Task to complete: Using the listing below, please count the lines that contain the string "Integer". Only the number is wanted.

Record excerpts:
◆ ◆ ◆ ◆ ◆
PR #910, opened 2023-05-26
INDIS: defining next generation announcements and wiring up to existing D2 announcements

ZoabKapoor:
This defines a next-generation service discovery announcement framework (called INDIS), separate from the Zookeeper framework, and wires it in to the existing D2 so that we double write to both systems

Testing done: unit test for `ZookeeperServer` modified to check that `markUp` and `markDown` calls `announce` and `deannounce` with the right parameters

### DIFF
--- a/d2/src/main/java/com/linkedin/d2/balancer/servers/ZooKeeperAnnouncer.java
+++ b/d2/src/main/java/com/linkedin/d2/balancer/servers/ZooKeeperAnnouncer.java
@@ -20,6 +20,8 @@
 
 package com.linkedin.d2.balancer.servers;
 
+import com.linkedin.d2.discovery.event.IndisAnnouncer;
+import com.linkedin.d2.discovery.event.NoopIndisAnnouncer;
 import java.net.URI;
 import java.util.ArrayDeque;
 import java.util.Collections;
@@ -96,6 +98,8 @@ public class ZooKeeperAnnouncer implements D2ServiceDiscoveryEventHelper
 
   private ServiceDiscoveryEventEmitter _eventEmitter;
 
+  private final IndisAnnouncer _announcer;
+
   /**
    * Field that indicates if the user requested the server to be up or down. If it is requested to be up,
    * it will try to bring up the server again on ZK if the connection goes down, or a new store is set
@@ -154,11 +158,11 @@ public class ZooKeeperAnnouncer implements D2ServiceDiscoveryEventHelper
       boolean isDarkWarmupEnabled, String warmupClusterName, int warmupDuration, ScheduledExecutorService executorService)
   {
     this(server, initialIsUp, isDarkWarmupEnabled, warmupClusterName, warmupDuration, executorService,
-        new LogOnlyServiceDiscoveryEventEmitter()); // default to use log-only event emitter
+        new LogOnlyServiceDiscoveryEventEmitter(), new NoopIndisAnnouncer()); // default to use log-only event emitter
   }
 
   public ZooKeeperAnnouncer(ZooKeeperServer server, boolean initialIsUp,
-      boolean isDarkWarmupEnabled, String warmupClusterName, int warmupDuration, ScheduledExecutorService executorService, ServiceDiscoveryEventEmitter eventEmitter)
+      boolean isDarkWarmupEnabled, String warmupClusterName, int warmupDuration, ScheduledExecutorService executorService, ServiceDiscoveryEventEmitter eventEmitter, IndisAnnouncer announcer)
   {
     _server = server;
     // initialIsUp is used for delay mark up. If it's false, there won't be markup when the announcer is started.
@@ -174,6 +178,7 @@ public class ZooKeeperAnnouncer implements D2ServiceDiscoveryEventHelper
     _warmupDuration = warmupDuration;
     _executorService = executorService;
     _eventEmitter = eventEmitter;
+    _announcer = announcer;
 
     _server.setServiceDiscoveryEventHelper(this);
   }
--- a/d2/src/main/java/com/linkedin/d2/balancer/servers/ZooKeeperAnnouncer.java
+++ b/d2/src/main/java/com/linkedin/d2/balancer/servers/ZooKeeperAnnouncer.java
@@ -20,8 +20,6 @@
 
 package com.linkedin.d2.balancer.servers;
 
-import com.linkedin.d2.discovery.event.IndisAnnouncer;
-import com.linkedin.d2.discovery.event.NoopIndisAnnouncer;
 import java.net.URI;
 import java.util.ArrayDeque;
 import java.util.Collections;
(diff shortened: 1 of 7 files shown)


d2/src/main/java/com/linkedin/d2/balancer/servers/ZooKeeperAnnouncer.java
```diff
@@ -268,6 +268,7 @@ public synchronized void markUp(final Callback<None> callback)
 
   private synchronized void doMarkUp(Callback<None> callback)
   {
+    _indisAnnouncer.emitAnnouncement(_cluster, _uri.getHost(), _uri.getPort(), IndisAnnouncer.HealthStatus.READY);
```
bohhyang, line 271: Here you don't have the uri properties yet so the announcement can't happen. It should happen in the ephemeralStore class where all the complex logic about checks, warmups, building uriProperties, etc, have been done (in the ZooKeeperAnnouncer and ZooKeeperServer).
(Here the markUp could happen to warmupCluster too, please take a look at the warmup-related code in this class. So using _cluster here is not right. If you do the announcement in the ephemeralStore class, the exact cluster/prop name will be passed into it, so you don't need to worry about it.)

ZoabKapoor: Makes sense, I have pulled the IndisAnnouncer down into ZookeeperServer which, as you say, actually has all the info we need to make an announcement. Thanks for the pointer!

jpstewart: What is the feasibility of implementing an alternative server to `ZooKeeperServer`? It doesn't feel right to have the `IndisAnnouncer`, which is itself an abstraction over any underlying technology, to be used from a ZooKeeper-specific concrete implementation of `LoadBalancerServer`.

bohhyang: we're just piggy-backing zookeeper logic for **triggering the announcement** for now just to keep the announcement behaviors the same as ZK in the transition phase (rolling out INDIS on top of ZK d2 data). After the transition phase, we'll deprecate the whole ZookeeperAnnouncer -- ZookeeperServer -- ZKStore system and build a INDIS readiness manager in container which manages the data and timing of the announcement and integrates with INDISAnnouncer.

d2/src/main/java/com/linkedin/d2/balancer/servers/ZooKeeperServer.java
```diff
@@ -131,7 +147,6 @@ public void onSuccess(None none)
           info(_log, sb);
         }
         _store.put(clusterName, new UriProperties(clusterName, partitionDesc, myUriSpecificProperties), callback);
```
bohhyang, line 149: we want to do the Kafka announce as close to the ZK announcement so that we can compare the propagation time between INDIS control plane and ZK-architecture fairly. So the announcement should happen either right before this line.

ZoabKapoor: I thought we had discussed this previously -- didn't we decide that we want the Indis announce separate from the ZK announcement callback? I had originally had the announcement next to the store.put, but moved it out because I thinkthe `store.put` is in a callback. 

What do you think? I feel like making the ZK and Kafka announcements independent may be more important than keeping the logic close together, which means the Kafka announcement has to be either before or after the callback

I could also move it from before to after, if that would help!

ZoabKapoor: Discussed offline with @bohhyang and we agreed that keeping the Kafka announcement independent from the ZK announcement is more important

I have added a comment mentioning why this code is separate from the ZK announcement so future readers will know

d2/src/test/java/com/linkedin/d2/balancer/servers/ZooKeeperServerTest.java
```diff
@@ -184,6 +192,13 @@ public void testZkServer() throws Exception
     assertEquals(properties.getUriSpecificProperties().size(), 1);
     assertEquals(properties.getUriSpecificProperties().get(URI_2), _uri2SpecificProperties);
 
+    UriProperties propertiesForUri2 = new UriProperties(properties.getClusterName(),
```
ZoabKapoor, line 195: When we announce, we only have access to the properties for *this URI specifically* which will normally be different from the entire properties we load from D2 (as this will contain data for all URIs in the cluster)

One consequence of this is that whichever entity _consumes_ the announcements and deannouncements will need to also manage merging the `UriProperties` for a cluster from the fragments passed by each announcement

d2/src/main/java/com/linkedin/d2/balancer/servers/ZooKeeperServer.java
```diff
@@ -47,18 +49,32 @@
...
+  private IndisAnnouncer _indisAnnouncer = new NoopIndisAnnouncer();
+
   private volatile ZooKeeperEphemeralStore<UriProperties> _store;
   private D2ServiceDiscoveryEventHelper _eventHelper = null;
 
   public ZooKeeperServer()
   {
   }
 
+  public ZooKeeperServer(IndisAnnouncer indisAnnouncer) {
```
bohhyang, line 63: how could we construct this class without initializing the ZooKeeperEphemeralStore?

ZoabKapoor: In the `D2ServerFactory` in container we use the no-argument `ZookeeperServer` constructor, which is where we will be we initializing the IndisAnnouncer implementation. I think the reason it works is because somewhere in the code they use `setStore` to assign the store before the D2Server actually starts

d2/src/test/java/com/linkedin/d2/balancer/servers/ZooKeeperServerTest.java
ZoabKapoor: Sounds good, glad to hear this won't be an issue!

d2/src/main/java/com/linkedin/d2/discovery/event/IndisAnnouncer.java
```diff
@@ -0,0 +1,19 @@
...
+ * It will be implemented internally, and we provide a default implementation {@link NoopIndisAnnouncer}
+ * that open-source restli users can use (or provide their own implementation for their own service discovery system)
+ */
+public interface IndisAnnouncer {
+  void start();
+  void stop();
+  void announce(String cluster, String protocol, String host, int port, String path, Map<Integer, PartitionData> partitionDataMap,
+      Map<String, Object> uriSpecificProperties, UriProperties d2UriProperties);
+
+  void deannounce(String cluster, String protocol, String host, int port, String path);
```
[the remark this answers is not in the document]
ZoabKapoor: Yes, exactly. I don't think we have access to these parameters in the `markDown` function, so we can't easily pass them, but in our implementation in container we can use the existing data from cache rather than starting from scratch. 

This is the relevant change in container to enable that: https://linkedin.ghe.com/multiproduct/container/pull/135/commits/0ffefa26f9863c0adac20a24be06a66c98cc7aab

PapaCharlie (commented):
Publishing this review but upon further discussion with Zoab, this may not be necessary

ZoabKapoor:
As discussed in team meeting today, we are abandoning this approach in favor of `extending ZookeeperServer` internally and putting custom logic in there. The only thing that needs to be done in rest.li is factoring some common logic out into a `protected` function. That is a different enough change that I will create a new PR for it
◆ ◆ ◆ ◆ ◆
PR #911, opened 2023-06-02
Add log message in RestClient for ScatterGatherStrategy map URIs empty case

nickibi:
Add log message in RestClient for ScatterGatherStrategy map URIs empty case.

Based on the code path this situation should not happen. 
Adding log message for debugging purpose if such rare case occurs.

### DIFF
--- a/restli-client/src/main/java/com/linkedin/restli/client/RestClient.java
◆ ◆ ◆ ◆ ◆
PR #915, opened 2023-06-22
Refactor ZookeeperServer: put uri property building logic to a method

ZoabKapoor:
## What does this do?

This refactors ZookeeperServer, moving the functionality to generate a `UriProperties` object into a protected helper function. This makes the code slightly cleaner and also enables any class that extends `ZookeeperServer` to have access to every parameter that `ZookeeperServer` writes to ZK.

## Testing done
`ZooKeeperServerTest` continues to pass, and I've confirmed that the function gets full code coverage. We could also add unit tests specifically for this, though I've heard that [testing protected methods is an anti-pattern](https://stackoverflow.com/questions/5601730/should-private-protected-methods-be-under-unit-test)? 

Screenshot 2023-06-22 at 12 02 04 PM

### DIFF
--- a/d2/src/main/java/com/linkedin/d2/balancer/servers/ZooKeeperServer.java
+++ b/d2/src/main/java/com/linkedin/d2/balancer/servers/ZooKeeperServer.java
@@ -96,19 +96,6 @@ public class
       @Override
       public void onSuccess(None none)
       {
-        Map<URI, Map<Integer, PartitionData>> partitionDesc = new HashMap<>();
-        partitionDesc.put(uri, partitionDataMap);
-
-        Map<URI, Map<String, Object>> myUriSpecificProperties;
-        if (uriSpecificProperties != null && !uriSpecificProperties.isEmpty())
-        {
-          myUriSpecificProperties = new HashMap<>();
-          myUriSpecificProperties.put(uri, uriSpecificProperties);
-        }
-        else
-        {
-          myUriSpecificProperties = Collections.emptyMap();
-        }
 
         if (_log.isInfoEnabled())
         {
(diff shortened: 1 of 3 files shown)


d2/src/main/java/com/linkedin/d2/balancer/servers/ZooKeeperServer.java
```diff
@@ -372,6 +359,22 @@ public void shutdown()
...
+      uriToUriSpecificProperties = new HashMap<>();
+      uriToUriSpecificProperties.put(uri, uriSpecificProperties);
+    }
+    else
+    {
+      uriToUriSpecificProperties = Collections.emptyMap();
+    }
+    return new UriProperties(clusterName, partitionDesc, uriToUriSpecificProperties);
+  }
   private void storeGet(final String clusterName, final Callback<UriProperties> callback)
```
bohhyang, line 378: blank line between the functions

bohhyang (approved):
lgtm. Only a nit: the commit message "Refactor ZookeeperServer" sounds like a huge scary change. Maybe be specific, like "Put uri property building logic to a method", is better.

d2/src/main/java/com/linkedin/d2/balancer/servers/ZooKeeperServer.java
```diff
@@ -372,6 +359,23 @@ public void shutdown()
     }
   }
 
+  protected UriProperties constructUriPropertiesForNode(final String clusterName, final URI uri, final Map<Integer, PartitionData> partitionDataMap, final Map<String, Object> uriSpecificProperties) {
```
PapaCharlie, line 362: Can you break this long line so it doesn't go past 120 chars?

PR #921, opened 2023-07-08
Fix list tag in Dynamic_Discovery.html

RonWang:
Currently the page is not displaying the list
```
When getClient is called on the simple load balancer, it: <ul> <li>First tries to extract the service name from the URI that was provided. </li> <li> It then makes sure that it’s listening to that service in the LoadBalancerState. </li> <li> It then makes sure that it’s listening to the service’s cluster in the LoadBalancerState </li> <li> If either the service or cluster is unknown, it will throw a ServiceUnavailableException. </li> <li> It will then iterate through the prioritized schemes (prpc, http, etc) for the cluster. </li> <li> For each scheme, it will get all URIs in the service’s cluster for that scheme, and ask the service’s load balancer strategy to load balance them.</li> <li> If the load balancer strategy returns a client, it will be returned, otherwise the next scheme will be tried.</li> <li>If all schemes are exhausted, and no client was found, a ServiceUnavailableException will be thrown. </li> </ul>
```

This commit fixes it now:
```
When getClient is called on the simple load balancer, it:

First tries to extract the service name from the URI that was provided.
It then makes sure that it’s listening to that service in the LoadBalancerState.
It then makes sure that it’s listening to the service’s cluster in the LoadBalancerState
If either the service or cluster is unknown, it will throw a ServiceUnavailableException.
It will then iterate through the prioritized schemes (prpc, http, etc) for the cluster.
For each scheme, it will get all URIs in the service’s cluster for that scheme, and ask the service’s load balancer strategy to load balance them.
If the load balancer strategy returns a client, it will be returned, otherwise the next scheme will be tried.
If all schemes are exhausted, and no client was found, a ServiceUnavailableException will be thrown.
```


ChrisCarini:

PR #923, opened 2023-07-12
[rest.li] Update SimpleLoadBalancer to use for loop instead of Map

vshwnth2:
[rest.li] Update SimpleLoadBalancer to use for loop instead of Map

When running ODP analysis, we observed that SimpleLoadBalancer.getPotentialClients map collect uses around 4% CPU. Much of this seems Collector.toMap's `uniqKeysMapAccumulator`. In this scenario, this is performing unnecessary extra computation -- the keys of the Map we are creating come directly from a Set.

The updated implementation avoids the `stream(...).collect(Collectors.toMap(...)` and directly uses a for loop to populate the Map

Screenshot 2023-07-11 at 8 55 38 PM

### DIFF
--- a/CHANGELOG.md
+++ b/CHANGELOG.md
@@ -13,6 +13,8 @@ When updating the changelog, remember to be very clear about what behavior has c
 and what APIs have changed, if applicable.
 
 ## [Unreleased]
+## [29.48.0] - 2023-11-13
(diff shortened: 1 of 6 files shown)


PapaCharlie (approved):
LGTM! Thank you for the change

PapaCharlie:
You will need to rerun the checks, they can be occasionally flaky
◆ ◆ ◆ ◆ ◆
Solution: 3